PR #1757, opened 2017-08-09
Revisit concurrency model in SD sink

piosz:
The new concurrency model is as follow:
1. After preparing all requests in `ExportData` method, the function `sendRequests` is called asynchronously.
2. SD requests should be handled e2e in <3 seconds. We want to send all requests to SD within the specified period `batchExportTimeoutSec`. This means that one worked can handle at least `n=batchExportTimeoutSec/3` requests. To have some safety margin we create 5 extra workers.
3. We have synchronous channel `requestQueue` to which all requests are written.
4. When all requests are processed or the timeout happen the channel is closed and all workers are stopped.

### DIFF
--- a/metrics/sinks/stackdriver/stackdriver.go
+++ b/metrics/sinks/stackdriver/stackdriver.go
@@ -16,6 +16,7 @@ package stackdriver
 
 import (
 	"fmt"
+	"math/rand"
 	"net/url"
 	"reflect"
 	"strconv"
@@ -26,7 +27,7 @@ import (
 	"github.com/prometheus/client_golang/prometheus"
 	"golang.org/x/oauth2"
 	"golang.org/x/oauth2/google"
-	googleapi "google.golang.org/api/googleapi"
+	"google.golang.org/api/googleapi"
 	sd_api "google.golang.org/api/monitoring/v3"
 	gce_util "k8s.io/heapster/common/gce"
 	"k8s.io/heapster/metrics/core"
@@ -34,16 +35,21 @@ import (
 
 const (
 	maxTimeseriesPerRequest = 200
+	// 2 seconds on SD side, 1 extra for networking overhead
+	sdRequestLatencySec           = 3
+	httpResponseCodeUnknown       = -100
+	httpResponseCodeClientTimeout = -1
 )
 
 type StackdriverSink struct {
-	project           string
-	cluster           string
-	zone              string
-	stackdriverClient *sd_api.Service
-	requestQueue      chan *sd_api.CreateTimeSeriesRequest
-	minInterval       time.Duration
-	lastExportTime    time.Time
+	project               string
+	cluster               string
+	zone                  string
+	stackdriverClient     *sd_api.Service
+	minInterval           time.Duration
+	lastExportTime        time.Time
+	batchExportTimeoutSec int
+	initialDelaySec       int
 }
 
 type metricMetadata struct {
@@ -151,7 +157,6 @@ func (sink *StackdriverSink) Name() string {
 }
 
 func (sink *StackdriverSink) Stop() {
-	close(sink.requestQueue)
 }
 
 func (sink *StackdriverSink) processMetrics(metricValues map[string]core.MetricValue,
@@ -174,6 +179,7 @@ func (sink *StackdriverSink) ExportData(dataBatch *core.DataBatch) {
 	}
 	sink.lastExportTime = dataBatch.Timestamp
 
+	requests := []*sd_api.CreateTimeSeriesRequest{}
 	req := getReq()
 	for key, metricSet := range dataBatch.MetricSets {
 		switch metricSet.Labels["type"] {
@@ -201,7 +207,7 @@ func (sink *StackdriverSink) ExportData(dataBatch *core.DataBatch) {
 		for _, ts := range timeseries {
 			req.TimeSeries = append(req.TimeSeries, ts)
 			if len(req.TimeSeries) >= maxTimeseriesPerRequest {
-				sink.requestQueue <- req
+				requests = append(requests, req)
 				req = getReq()
 			}
 		}
@@ -213,15 +219,112 @@ func (sink *StackdriverSink) ExportData(dataBatch *core.DataBatch) {
 				req.TimeSeries = append(req.TimeSeries, point)
 			}
 			if len(req.TimeSeries) >= maxTimeseriesPerRequest {
-				sink.requestQueue <- req
+				requests = append(requests, req)
 				req = getReq()
 			}
 		}
 	}
 
 	if len(req.TimeSeries) > 0 {
-		sink.requestQueue <- req
+		requests = append(requests, req)
 	}
+
+	go sink.sendRequests(requests)
+}
+
+func (sink *StackdriverSink) sendRequests(requests []*sd_api.CreateTimeSeriesRequest) {
+	// Each worker can handle at least batchExportTimeout/sdRequestLatencySec requests within the specified period.
+	// 5 extra workers just in case.
+	workers := 5 + len(requests)/(sink.batchExportTimeoutSec/sdRequestLatencySec)
+	requestQueue := make(chan *sd_api.CreateTimeSeriesRequest)
+	completedQueue := make(chan bool)
+
+	// Launch Go routines responsible for sending requests
+	for i := 0; i < workers; i++ {
+		go sink.requestSender(requestQueue, completedQueue)
+	}
+
+	timeout := time.Duration(sink.batchExportTimeoutSec) * time.Second
+	timeoutSending := time.After(timeout)
+	timeoutCompleted := time.After(timeout)
+
+forloop:
+	for i, r := range requests {
+		select {
+		case requestQueue <- r:
+			// yet another request added to queue
+		case <-timeoutSending:
+			glog.Warningf("Timeout while exporting metrics to Stackdriver. Dropping %d out of %d requests.", len(requests)-i, len(requests))
+			// TODO(piosz): consider cancelling requests in flight
+			// Report dropped requests in metrics.
+			for _, req := range requests[i:] {
+				requestsSent.WithLabelValues(strconv.Itoa(httpResponseCodeClientTimeout)).Inc()
+				timeseriesSent.
+					WithLabelValues(strconv.Itoa(httpResponseCodeClientTimeout)).
+					Add(float64(len(req.TimeSeries)))
+			}
+			break forloop
+		}
+	}
+
+	// Close the channel in order to cancel exporting routines.
+	close(requestQueue)
+
+	workersCompleted := 0
+	for {
+		select {
+		case <-completedQueue:
+			workersCompleted++
+			if workersCompleted == workers {
+				glog.V(4).Infof("All %d workers successfully finished sending requests to SD.", workersCompleted)
+				return
+			}
+		case <-timeoutCompleted:
+			glog.Warningf("Only %d out of %d workers successfully finished sending requests to SD. Some metrics might be lost.", workersCompleted, workers)
+			return
+		}
+	}
+}
+
+func (sink *StackdriverSink) requestSender(reqQueue chan *sd_api.CreateTimeSeriesRequest, completedQueue chan bool) {
+	defer func() {
+		completedQueue <- true
+	}()
+	time.Sleep(time.Duration(rand.Intn(1000*sink.initialDelaySec)) * time.Millisecond)
+	for {
+		select {
+		case req, active := <-reqQueue:
+			if !active {
+				return
+			}
+			sink.sendOneRequest(req)
+		}
+	}
+}
+
+func (sink *StackdriverSink) sendOneRequest(req *sd_api.CreateTimeSeriesRequest) {
+	startTime := time.Now()
+	empty, err := sink.stackdriverClient.Projects.TimeSeries.Create(fullProjectName(sink.project), req).Do()
+
+	var responseCode int
+	if err != nil {
+		glog.Warningf("Error while sending request to Stackdriver %v", err)
+		switch reflect.Indirect(reflect.ValueOf(err)).Type() {
+		case reflect.Indirect(reflect.ValueOf(&googleapi.Error{})).Type():
+			responseCode = err.(*googleapi.Error).Code
+		default:
+			responseCode = httpResponseCodeUnknown
+		}
+	} else {
+		responseCode = empty.ServerResponse.HTTPStatusCode
+	}
+
+	requestsSent.WithLabelValues(strconv.Itoa(responseCode)).Inc()
+	timeseriesSent.
+		WithLabelValues(strconv.Itoa(responseCode)).
+		Add(float64(len(req.TimeSeries)))
+	requestLatency.Observe(time.Since(startTime).Seconds() / time.Millisecond.Seconds())
+
 }
 
 func CreateStackdriverSink(uri *url.URL) (core.DataSink, error) {
@@ -233,18 +336,6 @@ func CreateStackdriverSink(uri *url.URL) (core.DataSink, error) {
 	}
 
 	opts := uri.Query()
-	var (
-		workers int
-		err     error
-	)
-	if len(opts["workers"]) >= 1 {
-		workers, err = strconv.Atoi(opts["workers"][0])
-		if err != nil {
-			return nil, fmt.Errorf("Number of workers should be an integer, found: %v", opts["workers"][0])
-		}
-	} else {
-		workers = 1
-	}
 
 	cluster_name := ""
 	if len(opts["cluster_name"]) >= 1 {
@@ -257,6 +348,21 @@ func CreateStackdriverSink(uri *url.URL) (core.DataSink, error) {
 			return nil, fmt.Errorf("Min interval should be an integer, found: %v", opts["min_interval_sec"][0])
 		} else {
 			minInterval = time.Duration(interval) * time.Second
+		}
+	}
+
+	batchExportTimeoutSec := 60
+	var err error
+	if len(opts["batch_export_timeout_sec"]) >= 1 {
+		if batchExportTimeoutSec, err = strconv.Atoi(opts["batch_export_timeout_sec"][0]); err != nil {
+			return nil, fmt.Errorf("Batch export timeout should be an integer, found: %v", opts["batch_export_timeout_sec"][0])
+		}
+	}
+
+	initialDelaySec := sdRequestLatencySec
+	if len(opts["initial_delay_sec"]) >= 1 {
+		if initialDelaySec, err = strconv.Atoi(opts["initial_delay_sec"][0]); err != nil {
+			return nil, fmt.Errorf("Initial delay should be an integer, found: %v", opts["initial_delay_sec"][0])
 		}
 	}
 
@@ -283,15 +389,14 @@ func CreateStackdriverSink(uri *url.URL) (core.DataSink, error) {
 		return nil, err
 	}
 
-	requestQueue := make(chan *sd_api.CreateTimeSeriesRequest)
-
 	sink := &StackdriverSink{
-		project:           projectId,
-		cluster:           cluster_name,
-		zone:              zone,
-		stackdriverClient: stackdriverClient,
-		requestQueue:      requestQueue,
-		minInterval:       minInterval,
+		project:               projectId,
+		cluster:               cluster_name,
+		zone:                  zone,
+		stackdriverClient:     stackdriverClient,
+		minInterval:           minInterval,
+		batchExportTimeoutSec: batchExportTimeoutSec,
+		initialDelaySec:       initialDelaySec,
 	}
 
 	// Register sink metrics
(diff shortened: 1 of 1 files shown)


piosz:
cc @crassirostris @loburm

metrics/sinks/stackdriver/stackdriver.go
```diff
@@ -30,20 +30,23 @@ import (
 	sd_api "google.golang.org/api/monitoring/v3"
 	gce_util "k8s.io/heapster/common/gce"
 	"k8s.io/heapster/metrics/core"
+	"net/http"
```
crassirostris: Move to the top

metrics/sinks/stackdriver/stackdriver.go
```diff
@@ -30,20 +30,23 @@ import (
...
-	requestQueue      chan *sd_api.CreateTimeSeriesRequest
-	minInterval       time.Duration
-	lastExportTime    time.Time
+	project               string
+	cluster               string
+	zone                  string
+	stackdriverClient     *sd_api.Service
+	minInterval           time.Duration
+	lastExportTime        time.Time
+	batchExportTimeoutSec int
```
crassirostris: Why not time.Duration?

metrics/sinks/stackdriver/stackdriver.go
```diff
@@ -208,15 +211,90 @@ func (sink *StackdriverSink) ExportData(dataBatch *core.DataBatch) {
...
 
 	if len(req.TimeSeries) > 0 {
-		sink.requestQueue <- req
+		requests = append(requests, req)
 	}
+
+	go sink.sendRequests(requests)
+}
+
+func (sink *StackdriverSink) sendRequests(requests []*sd_api.CreateTimeSeriesRequest) {
```
crassirostris: It will not timeout iff `len(requests) - workers` are processed within `batchExportTimeoutSec`, not `len(requests)`

metrics/sinks/stackdriver/stackdriver.go
```diff
@@ -208,15 +211,90 @@ func (sink *StackdriverSink) ExportData(dataBatch *core.DataBatch) {
...
+				timeseriesSent.
+					WithLabelValues(strconv.Itoa(http.StatusTooManyRequests)).
+					Add(float64(len(requests[j].TimeSeries)))
+			}
+			break forloop
+		}
+	}
+
+	// Close the channel in order to cancel exporting routines.
+	close(requestQueue)
```
crassirostris: Defer this right after channel creation mb?

metrics/sinks/stackdriver/stackdriver.go
```diff
@@ -208,15 +211,90 @@ func (sink *StackdriverSink) ExportData(dataBatch *core.DataBatch) {
...
+		requests = append(requests, req)
 	}
+
+	go sink.sendRequests(requests)
+}
+
+func (sink *StackdriverSink) sendRequests(requests []*sd_api.CreateTimeSeriesRequest) {
+	// Each worker can handle at least batchExportTimeout/sdRequestLatencySec requests within the specified period.
+	// 5 extra workers just in case.
+	workers := 5 + len(requests)/(sink.batchExportTimeoutSec/sdRequestLatencySec)
```
crassirostris: Why not send them all asynchronously? I'm not saying we should do that, but srsly, what's the reasoning?

crassirostris: Especially having in mind that this is not a true timeout anyway, we can leave some requests hanging while exiting this routine

metrics/sinks/stackdriver/stackdriver.go
```diff
@@ -255,6 +321,14 @@ func CreateStackdriverSink(uri *url.URL) (core.DataSink, error) {
 		}
 	}
 
+	batchExportTimeoutSec := 60
+	var err error
+	if len(opts["batch_export_timeout_sec"]) >= 1 {
```
crassirostris: Why not have a duration in the parameters?

crassirostris (changes requested):

metrics/sinks/stackdriver/stackdriver.go
mwielgus: Because the whole metric pass assumes that it is synchronous. We don't want to start another metric scraping if there are too many pending sink sync operations. Heapster, especially in large  clusters, has memory limits set with assumption that there are at most 2 (or 3, don't remember exactly) full scrape results in the memory. Having more may cross the limit and if unlucky with free resources, crash the whole service.

metrics/sinks/stackdriver/stackdriver.go
```diff
@@ -208,15 +211,90 @@ func (sink *StackdriverSink) ExportData(dataBatch *core.DataBatch) {
...
+
+func (sink *StackdriverSink) sendRequests(requests []*sd_api.CreateTimeSeriesRequest) {
+	// Each worker can handle at least batchExportTimeout/sdRequestLatencySec requests within the specified period.
+	// 5 extra workers just in case.
+	workers := 5 + len(requests)/(sink.batchExportTimeoutSec/sdRequestLatencySec)
+	requestQueue := make(chan *sd_api.CreateTimeSeriesRequest)
+
+	// Launch Go routines responsible for sending requests
+	for i := 0; i < workers; i++ {
+		go sink.requestSender(requestQueue)
```
mwielgus: This will create DDOS on StackDriver infrastructure. All Heapsters in GKE clusters scrape  nodes at roughly same time and at the same time they will start pushing the metrics. Please add a random sleep for 5-10 second somewhere.

metrics/sinks/stackdriver/stackdriver.go
crassirostris: I had in mind that all outcoming requests should be canceled when timeout expires

metrics/sinks/stackdriver/stackdriver.go
crassirostris: Maybe instead select a random offest from the range [0, 1m) to start from instead? That'll guarantee the delay between two scrapes while offloading the API

mwielgus: It is a bad idea. We scrape metrics at the slightly different times but we round things up to the closest minute for clarity and for being consistent with the subsequent Heapster runs and different clusters, should the user want do some serious performance debugging.
So it is important that we start scraping nodes at the right, consistent time.

crassirostris: OK, "scraping start offset" -> "sending requests start offset"

My point is, constant offset is better than constantly shrinking and expanding the collection interval, for the purposes of setting up the timeouts

mwielgus: I would set timeouts irrespective of offset and definitely not random. If we have to introduce up to 5 sec offset we should reduce the total timeout by 5 sec.

crassirostris: > I would set timeouts irrespective of offset and definitely not random

Sure!

> If we have to introduce up to 5 sec offset we should reduce the total timeout by 5 sec

OTOH, if the offset is always the same, we can avoid reducing the timeout, which saves us 5 sec to send metrics with higher reliability :)

piosz (commented):
PTAL

metrics/sinks/stackdriver/stackdriver.go
```diff
@@ -213,15 +217,92 @@ func (sink *StackdriverSink) ExportData(dataBatch *core.DataBatch) {
...
+	}
+
+	timeoutTime := time.Now().Add(time.Duration(sink.batchExportTimeoutSec) * time.Second)
+
+forloop:
+	for i := range requests {
```
crassirostris: `for i, r := range requests` and then use `r` instead of `requests[i]` below

metrics/sinks/stackdriver/stackdriver.go
```diff
@@ -213,15 +217,92 @@ func (sink *StackdriverSink) ExportData(dataBatch *core.DataBatch) {
...
+		now := time.Now()
+		select {
+		case requestQueue <- requests[i]:
+			// yet another request added to queue
+		case <-time.After(timeoutTime.Sub(now)):
+			glog.Warningf("Timeout while exporting metrics to Stackdriver. Dropping %d out of %d requests.", len(requests)-i, len(requests))
```
crassirostris: As usual, should it be a warning, if it's exported in metrics?

metrics/sinks/stackdriver/stackdriver.go
```diff
@@ -213,15 +217,92 @@ func (sink *StackdriverSink) ExportData(dataBatch *core.DataBatch) {
...
+			// TODO(piosz): consider cancelling requests in flight
+			// Report dropped requests in metrics.
+			for j := i; j < len(requests); j++ {
```
crassirostris: `for req := range requests[i:]`

metrics/sinks/stackdriver/stackdriver.go
```diff
@@ -213,15 +217,92 @@ func (sink *StackdriverSink) ExportData(dataBatch *core.DataBatch) {
...
+				requestsSent.WithLabelValues(strconv.Itoa(http.StatusTooManyRequests)).Inc()
```
crassirostris: I'm little bit hesitant to use the existing http code to describe some client's actions. What if server starts to respond with 429? Maybe switch to using something off the RFC? -1 or -2 for example

metrics/sinks/stackdriver/stackdriver.go
```diff
@@ -213,15 +217,92 @@ func (sink *StackdriverSink) ExportData(dataBatch *core.DataBatch) {
...
+}
+
+func (sink *StackdriverSink) sendOneRequest(req *sd_api.CreateTimeSeriesRequest) {
+	startTime := time.Now()
+	empty, err := sink.stackdriverClient.Projects.TimeSeries.Create(fullProjectName(sink.project), req).Do()
+
+	var responseCode int
+	if err != nil {
+		glog.Errorf("Error while sending request to Stackdriver %v", err)
+		switch reflect.Indirect(reflect.ValueOf(err)).Type() {
```
crassirostris: Why not

```
if apiErr, ok := err.(*googleapi.Error); ok {
  responseCode = apiErr.Code
}
```

metrics/sinks/stackdriver/stackdriver.go
```diff
@@ -213,15 +217,92 @@ func (sink *StackdriverSink) ExportData(dataBatch *core.DataBatch) {
...
+		case reflect.Indirect(reflect.ValueOf(&googleapi.Error{})).Type():
+			responseCode = err.(*googleapi.Error).Code
+		default:
+			responseCode = -1
```
crassirostris: Move -1 to constant?

metrics/sinks/stackdriver/stackdriver.go
```diff
@@ -213,15 +217,92 @@ func (sink *StackdriverSink) ExportData(dataBatch *core.DataBatch) {
...
+	// Launch Go routines responsible for sending requests
+	for i := 0; i < workers; i++ {
+		go sink.requestSender(requestQueue)
+	}
+
+	timeoutTime := time.Now().Add(time.Duration(sink.batchExportTimeoutSec) * time.Second)
+
+forloop:
+	for i := range requests {
+		now := time.Now()
```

· · · · · · ·

Run a filter over the data above and keep each line that contains the word "timeoutSending".

+	timeoutSending := time.After(timeout)
+		case <-timeoutSending:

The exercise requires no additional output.